ERIC Number: ED233817
Record Type: RIE
Publication Date: 1983-Apr
Reference Count: 0
What Do Ratings of Infant Temperament Really Measure?
As data on the reliability and validity of ratings of infant temperament have accumulated, researchers have begun to ask what caregiver ratings really measure. An argument has been made that ratings of social behavior are less a reflection of enduring individual differences than a measure of rater characteristics and error variance. This study investigated the possibility that extraneous sources of variance would be found in Carey's Infant Temperament Questionnaire (ITQ). A large, diverse sample of mothers of 6-month-old infants completed ITQ's. Item analyses first identified a cluster of items left blank by a select, middle-class group of mothers. A large number of items (40 percent) were found to exhibit marked response biases, and parental characteristics were shown to affect response biases and styles, implying that systematic biases are built into the scale. Temperament ratings also varied with social class, ethnicity, and knowledge of infant development. Infants judged as being temperamentally easier tended to have mothers who were white, middle-class, and more knowledgeable than others.
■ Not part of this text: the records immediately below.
PR #1072, opened 2020-10-26
Unified logging

### LINKED ISSUE #811: Unified logging?
There are now two logging systems: text file and binary file. The binary file can be processed to retrieve almost the same text as the text file, but in qlog format, which is unified and standard. The binary file also contains congestion events, in a format specific to picoquic. It would not take much to make the binary file is a complete superset of the text file. Mostly:

* Add '**datagram** events as specified in qlog
* Add qlog logging of transport parameters, SNI, ALPN
* Make sure that the qlog parser displays the frame contents with the same details as the text file
* Add a way to stick debug printf into the log.
* Find a rational way to log congestion events.

Unifying the logging will reduce the logging overhead. It will also help the next action, switch from an always increasing log to a rotating log.

huitema:
Close #811 

Make sure that different types of logs are defined by a table of functions, and thus allow applications to only link with the logging code that they use. Also ensure that the code itself only calls into a unified logging API.


huitema:
@steschu77 this is work in progress, inspired by your comments on the "autoqlog" design. The idea is to make all the logging code optional. The application has to call "picoquic_set_textlog" (defined in picoquic_logger.h) to enable text logging; if it doesn't, the text logging code will not be linked. Same for "picoquic_set_binlog".

picoquic/logger.c
```diff
@@ -1983,29 +1982,205 @@ void picoquic_txtlog_message_v(picoquic_quic_t* quic, const picoquic_connection_
...
+    textlog_cc_dump
+};
+
+int picoquic_set_textlog(picoquic_quic_t* quic, char const* textlog_file)
+{
+    int ret = 0;
+    FILE* F_log;
+
+    if (quic->F_log != NULL && quic->should_close_log) {
+        (void)picoquic_file_close(quic->F_log);
```
steschu77, line 2167: The idea was to use it as `quic->F_log = picoquic_file_close(quic->F_log);`

picoquic/picoquic_unified_log.h
```diff
@@ -0,0 +1,189 @@
...
+
+/* log the start of a connection */
+typedef void (*picoquic_log_new_connection_fn)(picoquic_cnx_t* cnx);
+/* log the end of a connection */
+typedef void (*picoquic_log_close_connection_fn)(picoquic_cnx_t* cnx);
+
+/* log congestion control parameters */
+typedef void (*picoquic_log_cc_dump_fn)(picoquic_cnx_t* cnx, uint64_t current_time);
+
+typedef struct st_picoquic_unified_login_t {
```
steschu77, line 106: Should probably read `st_picoquic_unified_logging_t` :)

steschu77 (approved):

picoquic/logger.c
huitema: Good catch. Fixing that.

picoquic/picoquic_unified_log.h
huitema: Yes! Fixing that too.

PR #1179, opened 2021-03-22
Add performance log

huitema:
The performance log writes data to a CSV file after the end of the current connections. It is meant to help tracking and  debugging performance issues.


huitema:
Feedback from end-to-end test: need ta add min-rtt, srtt, cwin. For cwin, may want to add max-cwin, because cwin may drop at the end of the connection.

PR #1183, opened 2021-03-24
Add tests of certificate verification

huitema:


huitema:
@victorstewart Can you take a look? We probably need more test scenarios.

victorstewart:
since picotls has checks of the certification verification and signature code paths, in theory i think all that's required is to make sure the picoquic paths are tested.

picoquic is agnostic to whether the certificate uses RSA or ECC, but we might as well add both. also missing a `picoquic_set_client_authentication(engine, 1)` path. and the custom certificate verification path... pending resolution on the picotls side.

otherwise the tests you added cover all the input vectors that come to mind at the moment.

i attached a zip file of ed25519 certs keys and a root chain. (though we need to wait until picotls is updated to run a test on them).

[Uploading ed25519.tls.zip…]()

huitema:
OK. I am going to save the 25519 certificates for now, and do an additional PR when the new version of picotls is available. I notice that you provided client certs. Should we add client certificate verification tests? We do have a test like that, `request_client_authentication_test`. But it is only run on windows. First step may be to also run it on Linux builds. Then I can think of a version that exercises 25519.

I see two version of keys and certs in you zip, and ed25519 folder, and a copy in a MacOS folder. Are these different?

I do not see a specific "root CA" file. What should I use?

victorstewart:
the `chain.cert.pem` file has an intermediate CA on top and a root CA on bottom, 2 in one! so load the chain as the root. 

haha maybe the files unpacked weirdly i zipped them on my mac os laptop (github wouldn't let me attach files with random extensions). there should only be 1 copy of each file by each name. i can just email you the files if that's easier.

yes i think we should add a client authentication test. I'll be using that mutual authentication pattern always. it already works on linux i've been using it.

huitema:
Just added the client auth tests to picotls_ct -- the goal here is to make sure we have end to end verification, so for example we detect potential issues in file formats, usage of API, or maybe memory leaks :-). I saw the "chain" file. I do not think I can use it as is, but I will try.

victorstewart:
the chain file will work. these are the certs and keys i've been using with picoquic already and my handshakes complete fine.

huitema:
We have to thank @bkchr  for the work on client authentication.

victorstewart:
oh but right none of these certs keys or the chain will work until picoquic is using the latest picotls version, since all of them are ed25519.

huitema:
OK, checking in this one. My next step is to rework the way certificate verifiers are plugged in picoquic. The current method is a bit hacky.

PR #1187, opened 2021-03-27
Fix discrepancy between H3 HQ and Quicperf

huitema:
Better receive loop on winsock.

Decrease ack gap during slow start to try reduce losses. 
Not ready yet, chaisng bizarre memory errors


huitema:
This brings in two important fixes:

1) In the windows and linux clients, exhaust the read queue before attempting to send data.
2) In the engine, track the state of congestion control and use smaller ack gaps if doing slow start.

PR #1197, opened 2021-04-04
Expose Connection Limits

victorstewart:
Given that ~5% of QUIC connections on the Internet still get blocked by middleware, it is still necessary to have a TCP fallback. Thus in order to enforce a unified application wide connection limit over TCP **and** QUIC connections, these connection limits need to be fluid. 

An alternative design might be to "listen" for new QUIC connections on one port, and then transition to a different port via Server Preferred Address. But unfortunately that is not an option here since using any port besides 443 sometimes also results in traffic being dropped or throttled by middleware.

So the new behavior would be... setting `max_nb_connections` during `picoquic_create` would initialize data structures to the maximum possible number of quic connections, and then `picoquic_adjust_max_connections` allows this maximal limit to be titrated up or down as the server open and closes backup TCP connections with clients unable to connect over UDP.

### DIFF
--- a/picoquic/picoquic.h
+++ b/picoquic/picoquic.h
@@ -410,6 +410,12 @@ int picoquic_esni_load_key(picoquic_quic_t * quic, char const * esni_key_file_na
 /* Set the ESNI RR. Must be called after setting the ESNI key at least once. */
 int picoquic_esni_server_setup(picoquic_quic_t * quic, char const * esni_rr_file_name);
 
+/* Adjust maximum connections allowed */
+void picoquic_adjust_max_connections(picoquic_quic_t * quic, uint32_t max_nb_connections);
+
+/* Get number of open connections */
+uint32_t picoquic_current_number_connections(picoquic_quic_t * quic);
+
 /* Obtain the reasons why a connection was closed */
 void picoquic_get_close_reasons(picoquic_cnx_t* cnx, uint64_t* local_reason,
     uint64_t* remote_reason, uint64_t* local_application_reason,
--- a/picoquic/picoquic.h
+++ b/picoquic/picoquic.h
@@ -410,8 +410,11 @@ int picoquic_esni_load_key(picoquic_quic_t * quic, char const * esni_key_file_na
 /* Set the ESNI RR. Must be called after setting the ESNI key at least once. */
 int picoquic_esni_server_setup(picoquic_quic_t * quic, char const * esni_rr_file_name);
 
-/* Adjust maximum connections allowed */
-void picoquic_adjust_max_connections(picoquic_quic_t * quic, uint32_t max_nb_connections);
+/* Adjust maximum connections allowed to the specified value.
+ * The maximum number cannot be set to a value higher than the limit set when the context was
+ * created. Trying higher values has no effect.
+ */
+int picoquic_adjust_max_connections(picoquic_quic_t * quic, uint32_t max_nb_connections);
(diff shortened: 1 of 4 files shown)


picoquic/quicctx.c
```diff
@@ -330,6 +330,16 @@ void picoquic_registered_token_clear(picoquic_quic_t* quic, uint64_t expiry_time
     } while (!end_reached);
 }
 
+void picoquic_adjust_max_connections(picoquic_quic_t * quic, uint32_t max_nb_connections)
+{
+    quic->max_number_connections = max_nb_connections;
+}
```
huitema, line 336: That's probably not sufficient. During the initial context creation, "max_nb connections" is used to set the dimension of the hash tables. If we increase the hash number without resizing the hash tables, the system might become slow.

huitema (changes requested):
We need to be very clear about the effect on performance. Currently, sizing the hash tables based on number of connections ensures that performance remains stable up to that point; refusing further connections enforces that. Should we resize the hash tables when the max number of connections changes? Should we design a two-part system with a target hash table size and a separate max connections? Should we add a separate API to resize the hash table?

picoquic/quicctx.c
victorstewart: oh very good point about technically being able to raise that number higher. we could store another variable called "working maximum" something like that. and restrict it to never raising higher than the maximum set in `picoquic_create`.

victorstewart:
> We need to be very clear about the effect on performance. Currently, sizing the hash tables based on number of connections ensures that performance remains stable up to that point; refusing further connections enforces that. Should we resize the hash tables when the max number of connections changes? Should we design a two-part system with a target hash table size and a separate max connections? Should we add a separate API to resize the hash table?

exactly for performance reasons, I think that the hash tables should be statically sized at initialization time to the maximum number of QUIC connections ever possible... while the working ceiling connections can grow into is allowed to oscillate at or below that level.

I imagine something where as each TCP connection is made, decrementing the working ceiling down by one. and as each closes incrementing it up by one.

as long as the working ceiling is never allowed to grow higher than the initial maximum set, i think all is fine?

victorstewart:
this 2nd commit enforces that maximum ceiling

picoquic/picoquic.h
```diff
@@ -410,6 +410,12 @@ int picoquic_esni_load_key(picoquic_quic_t * quic, char const * esni_key_file_na
 /* Set the ESNI RR. Must be called after setting the ESNI key at least once. */
 int picoquic_esni_server_setup(picoquic_quic_t * quic, char const * esni_rr_file_name);
 
+/* Adjust maximum connections allowed */
+void picoquic_adjust_max_connections(picoquic_quic_t * quic, uint32_t max_nb_connections);
```
huitema, line 414: Maybe update the comment to explain the behavior:
```
/* Adjust maximum connections allowed to the specified value.
 * The maximum number cannot be set to a value higher than the limit set when the context was
 * created. Trying higher values has no effect.
 */
 ```
Consider returning an int, 0 if OK, -1 if failed.

huitema (approved):
Approved, but fix the comment in the header file. Or consider "trying higher values will reset the
value to the initial maximum." Note that in general API that may fail return an error when they do.

picoquic/picoquic.h
victorstewart: done

PR #1201, opened 2021-04-20
Add preemptive repeat logic and test

### LINKED ISSUE #924: Explores per stream FEC for stream delivery latency
On 5/20/2020 2:27 AM, Carsten Bormann wrote:
> On 2020-05-13, at 17:49, Christian Huitema <huitema@huitema.net> wrote:
>> I am running simulations of that lossy configuration as part of the Picoquic test suite. When using BBR, I observe that the large transfer over a high speed link takes a couple seconds more than in the absence of losses. The issue is not congestion, and not even the 1.6% bandwidth consumed by error correction. The problem is the cascade: some of the corrections of lost packets will be lost again, which causes several rounds of retransmission at the end of the transfer.
> Hi Christian,
>
> Since you have data about these cascades, I’ll ask you my curious question:  What is the timing of these?  How long would the WiFi segment had time to do a local retransmission?

The simulation sets a satellite link, 250 Mbps down, 3 Mbps up, 300ms latency each way. The packet size is 1500 bytes. The 600ms RTT translates to a 1sec timer, approximately. In 1 second, the link carries more than 20,000 packets. If 1.6% are lost, that means 320 need to be retransmitted. Out of those 320, 5 or 6 will need to be retransmitted a second time, incurring an additional 2 seconds delay.

Note that this does not consume much bandwidth. The link is available for transmission of further documents. It is strictly a "latency of document transfer" issue. If you are piping a large set of large files over the network, that's hardly a problem, but in some cases it is important.

> Of course, I’m asking this in the context of LOOPS (loops@ietf.org), which is meeting next week in order to nail down its initial charter proposal; support for WiFi “last miles” has always been proposed as a possible subject.

A lot could be done in improving the behavior of Wi-Fi, that's sure. But I really don't like the idea of putting proxies everywhere -- the cost in management and decreased reliability would be enormous. Besides, the deployment issues would be daunting -- who is going to set up all these proxies in all these Wi-Fi networks? And, if they are only deployed in a fraction of the Wi-Fi network, then the transport folks will still need an end-to-end solution.

I have not yet explored the end-to-end solutions to the latency problem, but I could. FEC would cure the latency issue, but FEC trades bandwidth for latency, so you don't want that in the general case. If I had to do something, I would explore "selective FEC". Detect when the document is almost done, when there is only 1 second of transmission left. During that 1 second, apply something like 1/8 FEC for the remaining stream frames. That would make the last 1 second 12.5% less efficient, but would limit the "cascade' effect to 125ms.

huitema:
Add a flag to perform "preemptive repeat" of not yet acknowledged packets if there is no application data to send. In the "satellite test with 1% packet loss", this reduces the transmission time from 7.36 seconds to 6.79 sec, i.e. almost 1 rtt.

Close #924 

There is still work to do before merging this PR:

- Add an option to turn on this function in the demo program
- Verify that the demo program does not wait acknowledgement of redundant data before closing
- Add redundant transmission in the "almost ready" states, subject to connection validation
- Consider redundant transmission of handshake packets
- Consider variant of "many losses" connection test with preemptive repeat turned on

### DIFF
--- a/PerfAndStressTest/PerfAndStressTest.cpp
+++ b/PerfAndStressTest/PerfAndStressTest.cpp
@@ -62,6 +62,13 @@ namespace PerfAndStressTest
             Assert::AreEqual(ret, 0);
         }
 
+        TEST_METHOD(satellite_preemptive)
+        {
+            int ret = satellite_preemptive_test();
+
+            Assert::AreEqual(ret, 0);
+        }
+
         TEST_METHOD(satellite_small)
         {
             int ret = satellite_small_test();
--- a/picoquic/config.c
+++ b/picoquic/config.c
@@ -89,6 +89,7 @@ static option_table_line_t option_table[] = {
     { picoquic_option_Token_File_Name, 'N', "token_file", 1, "file", "File storing the new tokens" },
     { picoquic_option_Socket_buffer_size, 'B', "so_buf_size", 1, "number", "Set buffer size with SO_SNDBUF SO_RCVBUF" },
     { picoquic_option_Performance_Log, 'F', "log_file_name", 1, "file", "Append performance reports to performance log" },
+    { picoquic_option_Preemptive_Repeat, 'V', "preemptive_repeat", 0, "", "enable preemptive repeat" },
     { picoquic_option_HELP, 'h', "help", 0, "This help message" }
 };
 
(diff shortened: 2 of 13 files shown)


huitema:
It appears that adding repetition capability in the "almost ready" state creates a regression. Maybe some interference with slow start or hystart. We will not do that.

huitema:
The option "-V" turns on preemptive repeat in the demo program. The loopback tests initially showed a performance regression, dropping from 2.2 Gbps on Windows to 1.5 Gbps. This was due to interference between preemptive repeat and the "final ack" feature. The final ack feature causes immediate acknowledgement once the requested stream have been delivered (FIN bit); the goal is to expedite the acknowledgement of the fin, and thus the closure of the connection. But the same feature was causing an immediate acknowledgment of each "preemptive repeat" packet, which caused a drop in performance. The fix is to send the "final ack" just once, instead of once for every packet received after fin.

PR #1204, opened 2021-04-30
Remember RTT and CWIn from previous connections

huitema:
This PR implements most of the recommendations from the [0RTT BDP draft](https://github.com/NicoKos/QUIC_HIGH_BDP/blob/master/ietf-document/draft-0rtt-bdp/draft-kuhn-quic-0rtt-bdp-09.txt). However, this PR does not make use of the BDP extension frames defined in the draft, and as such does not require a specific extension from QUIC V1. Instead, the PR lets both client and server remember their BDP parameters independently:

* During a 1RTT session, the client stores the client side RTT and CWIN together with the session resume ticket obtained from the server. The client also store the IP address of the server.
* The server maintains a table of previously issued tickets, indexed by the same random ticket identifier that is used to guarantee uniqueness of the AEAD encryption. Old tokens are removed from the table using LRU logic. For each ticket identifier, the table holds the RTT and CWIN, and also the IP address of the client.

During the 0-RTT session, the nodes wait for the first RTT measurement from the peer's IP address to verify that the parameters have not changed. If the RTT matches expectation, the CWIN is set to the remembered value.

Testing with 250 Mpbs satellite connection, the simulation shows that a 100MB upload time drops from just under 6 seconds with the optimized picoquic code to just under 4.8 seconds when remembering the CWIN and RTT.

### DIFF
--- a/PerfAndStressTest/PerfAndStressTest.cpp
+++ b/PerfAndStressTest/PerfAndStressTest.cpp
@@ -41,6 +41,13 @@ namespace PerfAndStressTest
             Assert::AreEqual(ret, 0);
         }
 
+        TEST_METHOD(satellite_seeded)
+        {
+            int ret = satellite_seeded_test();
+
+            Assert::AreEqual(ret, 0);
+        }
+
         TEST_METHOD(satellite_loss)
         {
             int ret = satellite_loss_test();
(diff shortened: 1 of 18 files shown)


victorstewart:
as we discussed before i think this no extra frame way is definitely the best way to go, as it allows independent evolution and advantage for non-picoquic peers.

nothing catches my eye, looks great!

victorstewart (approved):
as we discussed before i think this no extra frame way is definitely the best way to go, as it allows independent evolution and advantage for non-picoquic peers.

nothing catches my eye, looks great!

PR #1209, opened 2021-05-06
Add support for 0RTT-BDP extension

francklinSIMO:
This PR implements the [0RTT BDP draft](https://github.com/NicoKos/QUIC_HIGH_BDP/blob/master/ietf-document/draft-0rtt-bdp/draft-kuhn-quic-0rtt-bdp-09.txt). It extends this PR [Remember RTT and CWIn from previous connections](https://github.com/private-octopus/picoquic/pull/1204) to allow server to offload previous connections data on the client as defined by the draft. 

The **BDP option** added to picoquicdemo ("-j") and picoquic API ("bdp_option" ) allows to choose :

-  (0) to disable BDP extension
-  (1) to enable BDP extension and store connections data locally in unilateral way as proposed in [Remember RTT and CWIn from previous connections](https://github.com/private-octopus/picoquic/pull/1204)
-  (2) to enable BDP extension and store both client and server connections data on the client using BDP extension frame

The **TP enable_bdp** is defined at both client and server side to negociate the extension behavior

The **BDP Frame** is added to carry BDP parameters

Other related mecanisms especially to hold BDP parameters and to store them, to verify that the parameters have not changed and to interact with CCs are reused from [Remember RTT and CWIn from previous connections](https://github.com/private-octopus/picoquic/pull/1204)  

Testing with 250 Mpbs satellite connection, the simulation shows that a 100MB upload time with bdp_option = 0 drops from just under 6 seconds  to just under 4.8 seconds when remembering the CWIN and RTT (bdp_option = 1 or 2).

Since the draft is still in progress, we (@NicoKos : https://github.com/NicoKos) thought this PR can be useful.


picoquic/sender.c
```diff
@@ -3809,6 +3820,12 @@ int picoquic_prepare_packet_ready(picoquic_cnx_t* cnx, picoquic_path_t* path_x,
                             bytes_next = picoquic_format_available_stream_frames(cnx, bytes_next, bytes_max, &more_data, &is_pure_ack, &stream_tried_and_failed, &ret);
                         }
 
+                        /* Send bdp frames if there are no stream frames to send 
+                         * and if peer wishes to receive bdp frames */
+                        if(!cnx->client_mode && cnx->quic->default_bdp_option == 2 && (cnx->remote_parameters.enable_bdp == 2 || cnx->remote_parameters.enable_bdp == 3)) {
+                           bytes_next = picoquic_format_bdp_frame(cnx, bytes_next, bytes_max, path_x, &more_data, &is_pure_ack);
+                        }
+
```
huitema, line 3828: There is a better way to do that. Inside `picoquic_seed_ticket`, when new values of the CWIN are learned, the code places them in the server ticket hash table. At the same time, it could post a `miscellaneous frame` to queue transmission of the BDP frame.

huitema (commented):
Nice work. We are on the right track. You will find lots of detailed comments in the review, but the main one is that this should be a "bdp_frame_option", leaving the current code that remembers data at the server side unchanged.

I appreciate that you added the tests!

huitema:
Now that we have added the IP parameters, there are only a few issues left:

1) Should tie sending the BDP frame to the evaluation of the CWIN, not send it before that.
2) Should align processing of incoming DP frame at server to processing of "local knowledge"
3) Should add a test of BDP frame (satellite is not enough, because in that test only the client sends data)
4) Should add test verifying that the BDP frame is ignored if the client IP changes
5) Should add test verifying that the BDP frame is ignored if the link RTT changed.

huitema:
The logical tests are now all working, but there is was a flow control issue. The rate was limited by the value of the initial flow control parameter, which prevented taking full advantage of the increased window. I am doing a test in which this initial flow control parameter is set to a large value, but then I find another issue. The CWIN is set at a value that is too large, which causes a lot of losses and in turn slows the link:

image

huitema:
Added a check of the CWIN value before storing it for BDP frame transmission. The CWIN value can overshoot by the end of slow start. Using that value will cause a wild overshoot during the next connection. Instead, we cap it to estimated_bandwidth*rtt_min, which produces better results. But there is still a significant overshot.

huitema:
Fixed the overshot issues for RENO and BBR. There are still too many losses in the case of Cubic, but that investigation will have to happen later.

PR #1216, opened 2021-07-07
Update Build Settings

victorstewart:
i submitted a PR to picotls to enable installing it to a target directory. then added a `PTLS_PREFIX` macro to FindPTLS. so there's now an additional build option to specify where to look for picotls. i think this is the best option.

for example...

`cmake -S . -B build -DPTLS_PREFIX=/root/quicperf/picofast`

i also updated the optimization flags and dropped the debug information. getting about 100Mb/s throughput benefit in picoperf over loopback.


huitema:
There seem to be a couple of issues:

1) CILeakTest is failing, complains about null pointer access.
2) CITestClang is failing, test returns non zero despite all tests passing
3) CITestMacOS is failing, test returns non zero despite all tests passing

These are probably latent code issues that were hidden by running at O2, or with -g.  We need to fix them.

huitema:
We also need to make sure that there is an option to work with O2, -g, if only when debugging is required.

huitema:
The clang based tests are failing. Investigating.
Also, building with clang causes errors:
image

huitema:
Somehow, the optimization flags, when applied to clang, cause a difference of 1 microsecond in the timing recorded for the ECN test:
image
This is using a virtual clock, so it points to some difference in a computation. Maybe the O3 flags caused a different rounding mode?

victorstewart:
easy enough to add a debug build flag. i can do so

oh that's fascinating. ya it must be -ffast-math turned on by Ofast. it does a few borderline things in the name of performance, so maybe let's just go with O3.

the rename registers works on my clang, but probably because i'm on clang 12. might as well just drop that too. no reason to belabor these points.

Issue #1230, opened 2021-08-31
PMTUD creates too much overhead in some applications


huitema:
Path MTU Discovery operates by sending "MTU probe" packets that contain just PING and PAD frames. If a probe of length L gets acknowledged, the code learns that setting the PMTU to L is probably fine. There is logic in Picoquic to try different lengths. The connection only works if the minimum packet size is supported (1232 for IPv6, 1252 for IPv4). If that does not work, the path will not be used at all. Otherwise, the initial PMTU is set to that value. After that, Picoquic will try to send a succession of probes until one works: first try the maximum packet size authorized by the peer, then if that does not work try something intermediate, etc., until either a good size has been found, or it does not make sense to further try.

The problem with that is overhead. The PING+PAD MTU probes are pure overhead. On one hand that's good, because sending those probes does not affect the logic of the application. On the other hand, the overhead creates additional traffic on the links, more packets to process by the peers, etc. Some applications just send a few short messages -- DNS over QUIC would be an example, text messaging would be another. The MTU probes can end up being a big fraction of the total traffic, for little benefit.

The logic in the code checks whether to send PMTUD or not:

* If the transport knows that it will send lots of data, PMTUD is deemed a good investment and the value is set to "required"
* Else it is set to "optional"

If required, the probes are sent as soon as the bandwidth is available. If "optional", they are only sent if there is nothing else to send. But that logic does not help the low-traffic applications, because the probes will still be sent as soon as some network bandwidth becomes available, creating overhead. The reverse problem happens for some high-bandwidth applications, because it might take some time for the transport to decide that the "the application will send lots of data". 

It would probably be nice to have a way to set PMTUD policy, with a few defined behaviors:

* Do PMTUD always, asap -- whether the logic says optional or required.
* Do PMTUD according to the current logic, i.e. send optional packets if the is space.
* Only do PMTUD is there is lots of data to send.
* Never do PMTUD, stick with 1232.

We have one API already defined:
```
void picoquic_cnx_set_pmtud_required(picoquic_cnx_t* cnx, int is_pmtud_required);
```
This API takes a binary parameter. If set to 1, the code will do PMTUD always, which is great for high bandwidth applications. If set to 0, the code will use the current logic. It seems that we need to use two other values for "only if there is lots of data to send" and "never".

The API operates at the individual connection level. That's useful, as it allows changing the behavior of ongoing connections, but in many applications it might be simpler to define the behavior at the QUIC context level.

huitema:
[...]

PR #1231, opened 2021-09-01
Revise pmtud negotiation

huitema:
Implement the solutions discussed in issue #1230


picoquic/quicctx.c
```diff
@@ -2806,6 +2807,11 @@ picoquic_cnx_t* picoquic_create_cnx(picoquic_quic_t* quic,
             cnx->local_parameters.enable_loss_bit = quic->default_lossbit_policy;
             cnx->local_parameters.enable_multipath = quic->default_multipath_option & 1;
             cnx->local_parameters.enable_simple_multipath = (quic->default_multipath_option >> 1) & 1;
+            /* Apply the defined MTU MAX instead of default, if specified */
+            if (cnx->quic->mtu_max > 0)
+            {
+                cnx->local_parameters.max_packet_size = cnx->quic->mtu_max;
+            }
```
victorstewart, line 2814: isn't this always incorrect, since the MTU max to be probed includes the UDP + IPv4/IPv6 header sizes and the max_packet_size is just the maximum quic packet size? and when set per connection, we already know the address of the path thus whether it's IPv4 or IPv6 and can derive the accurate maximum quic packet size accepted?

victorstewart (changes requested):

victorstewart:
all looks great besides that one point of clarity!

picoquic/quicctx.c
huitema: The "MTU MAX" in the code is always "UDP max payload size", consistent with the definitions in QUIC transport. So maybe we should set the name to "udp_payload_max".

Yes, there is an issue of whether this should be optimized for V4 or V6. Here we have a one-size-fits-all, which is a limitation. We could have two parameters per QUIC context, one for V6 and one for V4, and pick the one for the address family of the path's destination address.

victorstewart: oh okay! i misunderstood that until now. guess that means there's a problem with the name for sure.

given that `max_udp_payload_size`, here `max_packet_size`, is a transport parameter and thus must be provided by both applications. i think the cleanest way to do this is to do away with `mtu_max` and expect the opposing client provided the maximum ipv4-derived (because that truly would be the maximum) quic packet size, and then per path once we know if it's ipv4 or 6, we derive the correct maximum IP + UDP + QUIC MTU to probe for.

i think having these 2 opposing inputs is confusing and unnecessary, and also requires defining their interplay. but if necessary for backwards compatibility in the api, if both are set, we clamp to the minimum. 

when `mtu_max` is larger than the opposing party's `max_packet_size`, there's no sense in probing for an MTU higher because the opposing party already said it can't accept packets any larger. but if `mtu_max` is less than the opposing `max_packet_size`, maybe there's some sensible reason the application wants to underutilize the available packet size.

huitema: I am thinking of the people using the API. We make the API more complex, as in:
```
void picoquic_set_mtu_max(picoquic_quic_t* quic, uint32_t mtu_max_ipv4, uint32_t mtu_max_ipv6);
```
I can see people puzzling their head about that. Another possibility is to slightly change the semantics of `picoquic_set_mtu_max`, so it sets the `max packet size`, including the IP and UDP headers, with the implication that `picoquic_set_mtu_max(quic, mtu_max)` is equivalent to:
```
payload_max_ipv4 = mtu_max - 20 - 8;
payload_max_ipv6 = mtu_max - 40 - 8;
```
So the default would be `picoquic_set_mtu_max(quic, 1500)`, or for 5G `picoquic_set_mtu_max(quic, 1420)`.

Would that work?

huitema: The PR #1231 revises the implementation of `mtu_max` to be interpreted as the conventional definition of the MTU.

I think it is important to have a parameter that may override the values proposed by the peer. In the general case, the two peers are independent, not the same admin. It makes sense for the server to limit the packet size that the peer can send, because the server will have to deal with the incoming packets.

victorstewart: i think that's the perfect solution

victorstewart (approved):

PR #1238, opened 2021-10-13
Packet path number for unified loss detection

huitema:
Add a per path packet number to the packet metadata. This enables RACK logic independently of whether QUIC operates with a single active path as in V1, or uses simple multipath, or uses multipath with sequence number spaces per path or per CID.


huitema:
Checking in despite the regressions because cubic for satellite is not a core scenario, and the multipath repair issue will be addressed in an upcoming PR.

Results suggested that caregiver ratings on the ITQ reflect more than mere stylistic differences in infant behavior. (Author/RH)
Publication Type: Reports - Research; Speeches/Meeting Papers
Education Level: N/A
Authoring Institution: N/A
Identifiers: Infant Temperament Questionnaire
Note: Paper presented at the Biennial Meeting of the Society for Research in Child Development (Detroit, MI, April 21-24, 1983).